Your objective: The full listing, copied exactly, is the required output.
------------------------------
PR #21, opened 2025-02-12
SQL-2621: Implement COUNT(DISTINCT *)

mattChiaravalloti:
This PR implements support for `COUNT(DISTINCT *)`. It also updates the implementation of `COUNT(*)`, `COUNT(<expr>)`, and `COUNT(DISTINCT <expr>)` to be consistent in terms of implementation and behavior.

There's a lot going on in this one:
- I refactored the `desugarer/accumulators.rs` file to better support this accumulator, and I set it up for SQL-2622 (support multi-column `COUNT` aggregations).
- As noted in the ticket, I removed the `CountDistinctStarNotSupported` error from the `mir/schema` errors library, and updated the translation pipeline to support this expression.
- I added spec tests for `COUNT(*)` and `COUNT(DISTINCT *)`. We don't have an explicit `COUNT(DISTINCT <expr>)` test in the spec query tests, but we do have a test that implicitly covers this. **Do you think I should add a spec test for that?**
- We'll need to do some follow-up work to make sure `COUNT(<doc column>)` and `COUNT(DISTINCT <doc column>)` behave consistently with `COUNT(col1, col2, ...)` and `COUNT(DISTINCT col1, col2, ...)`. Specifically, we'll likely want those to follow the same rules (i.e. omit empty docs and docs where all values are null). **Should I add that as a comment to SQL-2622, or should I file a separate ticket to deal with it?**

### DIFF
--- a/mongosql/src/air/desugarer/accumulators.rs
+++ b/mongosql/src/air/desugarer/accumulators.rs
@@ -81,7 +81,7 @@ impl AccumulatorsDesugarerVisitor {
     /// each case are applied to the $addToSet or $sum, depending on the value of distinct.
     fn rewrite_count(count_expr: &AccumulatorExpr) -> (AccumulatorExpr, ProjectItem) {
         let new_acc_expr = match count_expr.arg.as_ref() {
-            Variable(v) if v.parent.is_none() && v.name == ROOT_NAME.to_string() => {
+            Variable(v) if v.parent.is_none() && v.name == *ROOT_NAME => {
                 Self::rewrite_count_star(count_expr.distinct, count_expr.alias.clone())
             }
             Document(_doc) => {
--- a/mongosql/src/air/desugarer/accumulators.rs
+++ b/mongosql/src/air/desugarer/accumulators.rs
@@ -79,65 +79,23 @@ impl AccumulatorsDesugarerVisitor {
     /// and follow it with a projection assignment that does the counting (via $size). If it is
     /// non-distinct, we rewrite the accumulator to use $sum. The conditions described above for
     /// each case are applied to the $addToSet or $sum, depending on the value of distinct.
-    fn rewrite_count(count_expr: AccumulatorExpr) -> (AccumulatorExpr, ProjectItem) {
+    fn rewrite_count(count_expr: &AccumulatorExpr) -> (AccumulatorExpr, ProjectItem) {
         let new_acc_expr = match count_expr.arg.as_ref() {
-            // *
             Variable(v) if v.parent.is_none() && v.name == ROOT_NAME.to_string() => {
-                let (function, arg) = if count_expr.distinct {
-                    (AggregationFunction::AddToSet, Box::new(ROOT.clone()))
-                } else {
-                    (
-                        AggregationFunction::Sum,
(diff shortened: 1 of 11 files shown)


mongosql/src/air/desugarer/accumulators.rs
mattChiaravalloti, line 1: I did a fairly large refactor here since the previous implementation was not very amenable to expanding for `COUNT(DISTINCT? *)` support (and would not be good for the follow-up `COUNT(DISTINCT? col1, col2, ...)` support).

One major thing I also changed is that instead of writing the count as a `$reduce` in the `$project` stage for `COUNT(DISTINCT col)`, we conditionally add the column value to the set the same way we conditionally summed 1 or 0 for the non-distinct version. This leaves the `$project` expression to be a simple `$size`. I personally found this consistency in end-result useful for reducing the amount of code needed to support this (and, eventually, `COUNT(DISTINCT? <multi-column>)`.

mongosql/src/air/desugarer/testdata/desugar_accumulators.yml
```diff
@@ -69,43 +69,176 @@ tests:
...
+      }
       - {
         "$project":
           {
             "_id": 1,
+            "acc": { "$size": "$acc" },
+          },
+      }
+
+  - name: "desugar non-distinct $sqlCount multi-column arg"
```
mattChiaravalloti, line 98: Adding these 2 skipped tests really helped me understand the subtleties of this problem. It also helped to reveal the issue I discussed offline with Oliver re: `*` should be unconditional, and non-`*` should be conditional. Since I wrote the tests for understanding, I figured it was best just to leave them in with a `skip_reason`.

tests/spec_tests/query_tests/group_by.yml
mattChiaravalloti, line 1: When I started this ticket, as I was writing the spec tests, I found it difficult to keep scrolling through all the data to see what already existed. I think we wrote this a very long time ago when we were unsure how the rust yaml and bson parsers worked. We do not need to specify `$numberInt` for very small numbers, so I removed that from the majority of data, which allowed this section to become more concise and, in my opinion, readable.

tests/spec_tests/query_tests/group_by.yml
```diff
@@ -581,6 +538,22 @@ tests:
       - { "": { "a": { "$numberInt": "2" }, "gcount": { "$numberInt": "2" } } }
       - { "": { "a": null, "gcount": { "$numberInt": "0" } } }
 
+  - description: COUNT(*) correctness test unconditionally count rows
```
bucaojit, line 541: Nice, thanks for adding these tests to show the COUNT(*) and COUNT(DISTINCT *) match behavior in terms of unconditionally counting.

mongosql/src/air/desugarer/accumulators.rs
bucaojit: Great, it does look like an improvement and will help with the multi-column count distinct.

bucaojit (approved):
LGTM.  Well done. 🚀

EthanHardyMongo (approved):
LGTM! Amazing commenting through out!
------------------------------
Answer to this problem:
PR #21, opened 2025-02-12
SQL-2621: Implement COUNT(DISTINCT *)

mattChiaravalloti:
This PR implements support for `COUNT(DISTINCT *)`. It also updates the implementation of `COUNT(*)`, `COUNT(<expr>)`, and `COUNT(DISTINCT <expr>)` to be consistent in terms of implementation and behavior.

There's a lot going on in this one:
- I refactored the `desugarer/accumulators.rs` file to better support this accumulator, and I set it up for SQL-2622 (support multi-column `COUNT` aggregations).
- As noted in the ticket, I removed the `CountDistinctStarNotSupported` error from the `mir/schema` errors library, and updated the translation pipeline to support this expression.
- I added spec tests for `COUNT(*)` and `COUNT(DISTINCT *)`. We don't have an explicit `COUNT(DISTINCT <expr>)` test in the spec query tests, but we do have a test that implicitly covers this. **Do you think I should add a spec test for that?**
- We'll need to do some follow-up work to make sure `COUNT(<doc column>)` and `COUNT(DISTINCT <doc column>)` behave consistently with `COUNT(col1, col2, ...)` and `COUNT(DISTINCT col1, col2, ...)`. Specifically, we'll likely want those to follow the same rules (i.e. omit empty docs and docs where all values are null). **Should I add that as a comment to SQL-2622, or should I file a separate ticket to deal with it?**

### DIFF
--- a/mongosql/src/air/desugarer/accumulators.rs
+++ b/mongosql/src/air/desugarer/accumulators.rs
@@ -81,7 +81,7 @@ impl AccumulatorsDesugarerVisitor {
     /// each case are applied to the $addToSet or $sum, depending on the value of distinct.
     fn rewrite_count(count_expr: &AccumulatorExpr) -> (AccumulatorExpr, ProjectItem) {
         let new_acc_expr = match count_expr.arg.as_ref() {
-            Variable(v) if v.parent.is_none() && v.name == ROOT_NAME.to_string() => {
+            Variable(v) if v.parent.is_none() && v.name == *ROOT_NAME => {
                 Self::rewrite_count_star(count_expr.distinct, count_expr.alias.clone())
             }
             Document(_doc) => {
--- a/mongosql/src/air/desugarer/accumulators.rs
+++ b/mongosql/src/air/desugarer/accumulators.rs
@@ -79,65 +79,23 @@ impl AccumulatorsDesugarerVisitor {
     /// and follow it with a projection assignment that does the counting (via $size). If it is
     /// non-distinct, we rewrite the accumulator to use $sum. The conditions described above for
     /// each case are applied to the $addToSet or $sum, depending on the value of distinct.
-    fn rewrite_count(count_expr: AccumulatorExpr) -> (AccumulatorExpr, ProjectItem) {
+    fn rewrite_count(count_expr: &AccumulatorExpr) -> (AccumulatorExpr, ProjectItem) {
         let new_acc_expr = match count_expr.arg.as_ref() {
-            // *
             Variable(v) if v.parent.is_none() && v.name == ROOT_NAME.to_string() => {
-                let (function, arg) = if count_expr.distinct {
-                    (AggregationFunction::AddToSet, Box::new(ROOT.clone()))
-                } else {
-                    (
-                        AggregationFunction::Sum,
(diff shortened: 1 of 11 files shown)


mongosql/src/air/desugarer/accumulators.rs
mattChiaravalloti, line 1: I did a fairly large refactor here since the previous implementation was not very amenable to expanding for `COUNT(DISTINCT? *)` support (and would not be good for the follow-up `COUNT(DISTINCT? col1, col2, ...)` support).

One major thing I also changed is that instead of writing the count as a `$reduce` in the `$project` stage for `COUNT(DISTINCT col)`, we conditionally add the column value to the set the same way we conditionally summed 1 or 0 for the non-distinct version. This leaves the `$project` expression to be a simple `$size`. I personally found this consistency in end-result useful for reducing the amount of code needed to support this (and, eventually, `COUNT(DISTINCT? <multi-column>)`.

mongosql/src/air/desugarer/testdata/desugar_accumulators.yml
```diff
@@ -69,43 +69,176 @@ tests:
...
+      }
       - {
         "$project":
           {
             "_id": 1,
+            "acc": { "$size": "$acc" },
+          },
+      }
+
+  - name: "desugar non-distinct $sqlCount multi-column arg"
```
mattChiaravalloti, line 98: Adding these 2 skipped tests really helped me understand the subtleties of this problem. It also helped to reveal the issue I discussed offline with Oliver re: `*` should be unconditional, and non-`*` should be conditional. Since I wrote the tests for understanding, I figured it was best just to leave them in with a `skip_reason`.

tests/spec_tests/query_tests/group_by.yml
mattChiaravalloti, line 1: When I started this ticket, as I was writing the spec tests, I found it difficult to keep scrolling through all the data to see what already existed. I think we wrote this a very long time ago when we were unsure how the rust yaml and bson parsers worked. We do not need to specify `$numberInt` for very small numbers, so I removed that from the majority of data, which allowed this section to become more concise and, in my opinion, readable.

tests/spec_tests/query_tests/group_by.yml
```diff
@@ -581,6 +538,22 @@ tests:
       - { "": { "a": { "$numberInt": "2" }, "gcount": { "$numberInt": "2" } } }
       - { "": { "a": null, "gcount": { "$numberInt": "0" } } }
 
+  - description: COUNT(*) correctness test unconditionally count rows
```
bucaojit, line 541: Nice, thanks for adding these tests to show the COUNT(*) and COUNT(DISTINCT *) match behavior in terms of unconditionally counting.

mongosql/src/air/desugarer/accumulators.rs
bucaojit: Great, it does look like an improvement and will help with the multi-column count distinct.

bucaojit (approved):
LGTM.  Well done. 🚀

EthanHardyMongo (approved):
LGTM! Amazing commenting through out!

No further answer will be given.